[Recorded data]
-------
PR #223, opened 2021-01-05
Added gist as document in repo

johanste:
Source gist: https://gist.github.com/bterlson/8f36c62ee1aed27d676020762b24d20c

### DIFF
--- a/documentation/Specifications/arm.md
+++ b/documentation/Specifications/arm.md
@@ -1,0 +1,366 @@
+# Building ARM endpoints in ADL
+
+ADL provides a number of useful building blocks to make defining your ARM API endpoints super easy and consistent. This document will get you started on understanding the basics of ADL and how to define a new ARM API for your service.
+
+Summary of required primitives:
+
+* ADL Built-ins
+  * Page\<T\> and @pageable
+  * Customizable visibility modifiers
+* REST Bindings
+  * Decorators for each REST verb (@​get, @​set, etc.)
+  * Decorators for each request and response part: @body, @header, @status.
+  * Response types for different status codes (Ok<T>, Created<T>, etc.)
+* Azure Bindings
+  * LRO patterns for RELO and Stepwise
+* ARM bindings
+  * Models for common ARM resource types and request and response shapes
+  * Models for common data types within arm:
+    - secret
+    - certificate
+  * Decorators for common ARM API shapes:
+    - Resources, child resources, proxy resources, and extension resources
+    - subscription and tenant resources
+    - Custom actions
+    - Private link
+ 
+ 
+## ADL built-ins
+
+These are provided by ADL itself and are used by many ARM endpoints.
+
+### @pageable & Page\<T\>
+
+This decorator indicates to code generators that the endpoint is server-side pageable.
+
+```
+model Page<T> {
+  value: T[];
+  nextLink: string;
+}
+
+interface Books {
+  @pageable list(): Page<{ title: string }>;
+}
+```
+
+Can customize with the @pageable decorator.
+
+```
+interface BookPage {
+  text: Book[];
+  nextPage: string;
+}
+
+interface CustomBooksByPage {
+  @pageable({values: 'text', nextLink: 'nextPage'}) list(): BookPage;
+}
+```
+
+Supporting client-side pageable in a similar way should be possible.
+
+
+### Custom visibility modifiers
+
+Visibility is meant to be a user-defined constraint on properties that are visible when the model is used in particular contexts (e.g. as a request body for a PUT method). Lack of a visibility constraint implies no constraint (that is, a property appear in all contexts). Visibility may have arbitrary string values - different packages of ADL tools may want to define particular values for visibility and their definitions. ADL provides the following decorators:
+
+- @visibility, which takes a string, and flags a field as only being visible if that visibility flag is set
+- @withVisibility, which takes a list of visibility flags.
+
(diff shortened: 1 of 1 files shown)


documentation/Specifications/arm.md
```diff
@@ -0,0 +1,366 @@
...
+    - Private link
+ 
+ 
+## ADL built-ins
+
+These are provided by ADL itself and are used by many ARM endpoints.
+
+### @pageable & Page\<T\>
+
+This decorator indicates to code generators that the endpoint is server-side pageable.
```
johanste, line 34: the `@pageable` decorator is not expressive enough in this example (I assume it is incomplete). There are several different strategies that are employed, including continuation-token-in-header, calling a separate method with a body for the next page, relative paths vs. query parameter etc. that require more information in order to complete. In other words, more work is needed. Incidentally, we just added additional customer paging strategy support to autorest, so there should be lessons to be taken from there with regards to which scenarios to support.

documentation/Specifications/arm.md
```diff
@@ -0,0 +1,366 @@
...
+
+```
+model Page<T> {
```
johanste, line 37: I would like to see if we could omit the paged model definitions. The current examples require service teams to know how to correctly model a paged operation response (e.g. provide an absolute `nextLink` attribute in the response). Ideally, in the vast majority of cases (at least where there is no additional per-page data), the model can be inferred from the fact that the operation is paged, possibly combined with how you parameterized the `paged` decorator. Additionally, responses can be validated against the response to ensure that they are conforming to the implicit schema (although it is hard to determine if the absence of a nextLink means that the service only has a single page of responses or if the service simply is broken). The example also doesn’t cover how the next link should be formatted (e.g. $skip/$top vs. $skiptoken etc.).

documentation/Specifications/arm.md
```diff
@@ -0,0 +1,366 @@
...
+  name: string;
+}
+
+@WithVisibility('write')
+model WriteCar {
+  ... Car;
+}
+```
+
+For Arm, the visibility flags are:
```
johanste, line 84: ARM (and many other services) also have properties that are required for a PUT to succeed if the PUT is an update, but optional otherwise. 

The visibility modifier also doesn't define *how* patch works - both which content type is used as well as custom behaviors. For example, in ARM, a PATCH of the `tags` attribute will replace all tags, whereas a PATCH on the `identity` attribute will work like json-merge-patch. Part of this I would assume is related to REST/HTTP mapping of the description, but the content-type (which lives in the HTTP domain of things) is intertwined with the model that describes the change request and, consequently, service capabilities. I may be able to insert items into an array (which implies json-patch rather than merge patch at the HTTP layer), but not remove the whole array (as opposed to removing the items in the array)

documentation/Specifications/arm.md
```diff
@@ -0,0 +1,366 @@
...
+ create = property can be set in PUT requests creating the undelrlying resource
+ update = property can be set in PUT requests updating the underlying resource
+ patch = property can be set in PATCH requests updating the underlying resource
+```
+
+## REST bindings
+
+These bindings imbue ADL with the ability to describe REST API endpoints. When defining ARM APIs, you won't need to use these much, but they will be useful for custom actions as you'll see later.
+
+* Decorators for each REST verb (@​get, @​set, etc.)
```
johanste, line 97: `@set`? I assume this is a misspelled `@put` :)

documentation/Specifications/arm.md
```diff
@@ -0,0 +1,366 @@
...
+```
+model VirtualMachine {
+  id: string;
+  state: 'creating' | 'created' | 'errored';
+}
+
+@path('/virtualMachines')
+interface VirtualMachines {
+  // put semantics
+  @relo @put createVM(@path id: string): {}; // no return info
```
johanste, line 117: I'm not quite sure I follow this example. I would not expect there to be two (service) operations. Nor would I expect there to be two client library methods. What is the purpose of the RELO method with no return value?

documentation/Specifications/arm.md
```diff
@@ -0,0 +1,366 @@
...
+@WithVisibility('write')
+model WriteCar {
+  ... Car;
+}
+```
+
+For Arm, the visibility flags are:
+
+```
+ read = property occurs in responses containing the model
```
johanste, line 87: I would suggest that we look at how to best decorate key properties (which are inherently not mutable after a resource has been created) and if/how they would interact with the visibility concept.

documentation/Specifications/arm.md
```diff
@@ -0,0 +1,366 @@
...
+    - subscription and tenant resources
+    - Custom actions
+    - Private link
+ 
+ 
+## ADL built-ins
+
+These are provided by ADL itself and are used by many ARM endpoints.
+
+### @pageable & Page\<T\>
```
johanste, line 32: After chatting with @bterlson, I'd like to propose an alternative to `@pageable`:

A `@list` decorator on an operation means that it is a semantic list operation:

```
interface Books {
    @list list(): Book 
}
```

Ideally, I wouldn't have to explicitly specify the exact shape of the response here - I only care about the fact that I'm listing `Book`s. 

List operations are implicitly assumed to be (server driven) pageable, and you'd have to explicitly opt-out to not support server-driven paging (but I'd honestly be fine with not allowing that for `@list` operations)

```
interface Books {
    @list listBooks(pagingStrategy="none"): Book 
}
```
-------
> [Exercise directions] Return the lines above, from the one containing "Ideally, I wouldn't" to the end, exactly as they stand.

> [Finished task]
Ideally, I wouldn't have to explicitly specify the exact shape of the response here - I only care about the fact that I'm listing `Book`s. 

List operations are implicitly assumed to be (server driven) pageable, and you'd have to explicitly opt-out to not support server-driven paging (but I'd honestly be fine with not allowing that for `@list` operations)

```
interface Books {
    @list listBooks(pagingStrategy="none"): Book 
}
```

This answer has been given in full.